最終話 ありがとうの気持ち
「どちら様ですか?」
病室の中にいた女性は私にそう問いかけた。
見たところ、40代後半くらいの女性だ。
たぶん雅也君のお母さんだろう。
私はどう言うべきか戸惑った。
そもそも私は入院している彼に会うのは初めてだ。
私の身におきたことを話しても、きっと信じてはくれないだろう。
じゃあどうしよう?
私と雅也君の関係をどういった言葉で表現しよう?
いろいろと考えたが、やっぱりあの言葉しかない。
「わわわたし、雅也君の友達の春香詩織といいます!私が描いた漫画を彼に見てもらうために、ここに来ました!」
友達…。そう、私達はしっかりと確認したのだ。
お互いがかけがえのない友達だということを。
「友達?そう。雅也、漫画好きだったもんね。お見舞いに来てくれてありがとう。さぁ、入って」
雅也君のお母さんは優しい口調ですんなりとそう言ってくれた。
「友達…」
この言葉の力だろうか。
普通、いきなり訪ねていた知らない人を通したりはしないだろう。
でも、私の気持ちが雅也君の母さんに伝わったようだ。
「ありがとうございます。失礼します」
私は一言そうつぶやいた。
病室の奥に彼はいた。
たしかに雅也君だ。
でも、私が放課後の教室で触れ合った雅也君とは違って病室の彼は目をつぶったままで、まるで動かない。

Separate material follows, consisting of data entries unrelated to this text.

PR #1706, opened 2023-09-06
Migrate `user.php` frontend from AngularJS to Vue

williamjallen:
This PR continues our ongoing effort to phase out AngularJS in favor of Vue as our client-side rendering engine.


josephsnyder (changes requested):
There seems to be an issue with the "All Projects (Submit Only)" handling for authentication tokens.  

I haven't dug into why, but when I create a token with the above scope, it reports an error to the console and doesn't update the page with the token information.  

image

Refreshing the page though, does show that the token was created and can be revoked:

image

josephsnyder (approved):
Much better! Thanks for the quick turn around.

PR #1695, opened 2023-09-01
Convert backend of `SubProject` model to Eloquent

williamjallen:
This PR is part of our ongoing effort to switch all of our models to Laravel's Eloquent ORM library.  The legacy `SubProject` model has been turned into an adapter for the Eloquent-based model, using the same approach taken in #1556.

PR #1709, opened 2023-09-11
Use Eloquent-based SubProject model whenever possible

williamjallen:
#1695 created an Eloquent-based `SubProject` model, but did not attempt to change existing usages of the legacy model.  This is a small follow-up PR which expands the usage of the project-subproject relationship to gain access to subprojects through the eloquent-based project model.  Amongst other things, this change should make a few pages slightly faster by reducing the number of database queries executed when iterating over subprojects.  This PR also unifies the logic for determining which subprojects were active on a given date.  It is probable that the prior inconsistent logic caused unexpected behavior in rare cases.

I intend to work on subproject <-> build relationships in a future PR.


josephsnyder (approved):
Per our F2F chat, changing the SLOW_PAGE_TIME locally let the `subproject` test passed successfully.  I'm happy with the changes that I can see and manual usage of the page has no issues

Let's see if the CI has an issue with that test when it's in the merge queue.

PR #1710, opened 2023-09-11
Replace `BuildNote` model with Eloquent many-to-many relationship

williamjallen:
The `build2note` table is a simple pivot table and there is no need to have a dedicated model for it.  As such, I have replaced it with a [many-to-many](https://laravel.com/docs/9.x/eloquent-relationships#many-to-many) relationship.  This change also makes it easy to get the notes associated with a given build by simply querying the build model, rather than creating a brand new model from the build ID of an existing build model.

The name of this model was also extraordinarily confusing.  There is a `buildnote` table, which stores information for an entirely different feature.  I intend to make a separate PR to rename the other build notes feature to eliminate this confusion in the future.


josephsnyder (approved):
Notes submission in the test suite seems unchanged and I can't find an issue with manual testing.  LGTM (once rebased to get rid of the conflict)!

「せっかく来てくれたのにごめんね。雅也、事故が原因でずっと意識が戻らないの」
彼の母が私にそう語りかけた。
私はこの状況を自分の目で見て初めて、真実が何かを理解した。
「こんばんは。教室以外で会うのは初めてだね」
窓の外がすっかり暗くなってるのを確認した後、私は一言そう言った。
もちろん彼は何も答えない。
「漫画の続き描いたから…。見てもらいたいから…。だから…」
彼の手を強く握りながら、私は一言一言を絞り出すようにして語りかける。
でも、すっかり弱りきった彼の姿を見て、私はうまくしゃべれなかった。
そして、泣いてしまった。
この感情こそ、なんて表現したらいいのかわからない。
ポタッ…。ポタッ…。
涙が彼の手に落ちる。
ぎゅ…。
その時はこの奇跡を信じられなかった。
微かではあったが、彼が私の手を握り返したのだ。
最初、自分の手を疑った。
でも…。たしかに彼の手の感触が伝わってきたのだ。
私はそれだけで胸がいっぱいになった。
「ありがとう。雅也君」
改めて感謝の気持ちを彼に伝えた。
***
エピローグ
奇跡はそれだけでは終わらなかった。
一週間後、私はお見舞いの花束を持って雅也君の病室を訪ねた。
学校は夏休みに入っていて、9月の初旬まではあの二人で過ごした教室に行くことはないだろう。
「ガチャ…」
病室の扉を開ける。
「これからはこの病室で君の漫画、見せてよ。続きを早くみたいんだ」
私が入るなり雅也君は微笑みながらそう言った。
今年の夏はとってもステキな夏になりそうだ。
私は心からそう思った。
おわり。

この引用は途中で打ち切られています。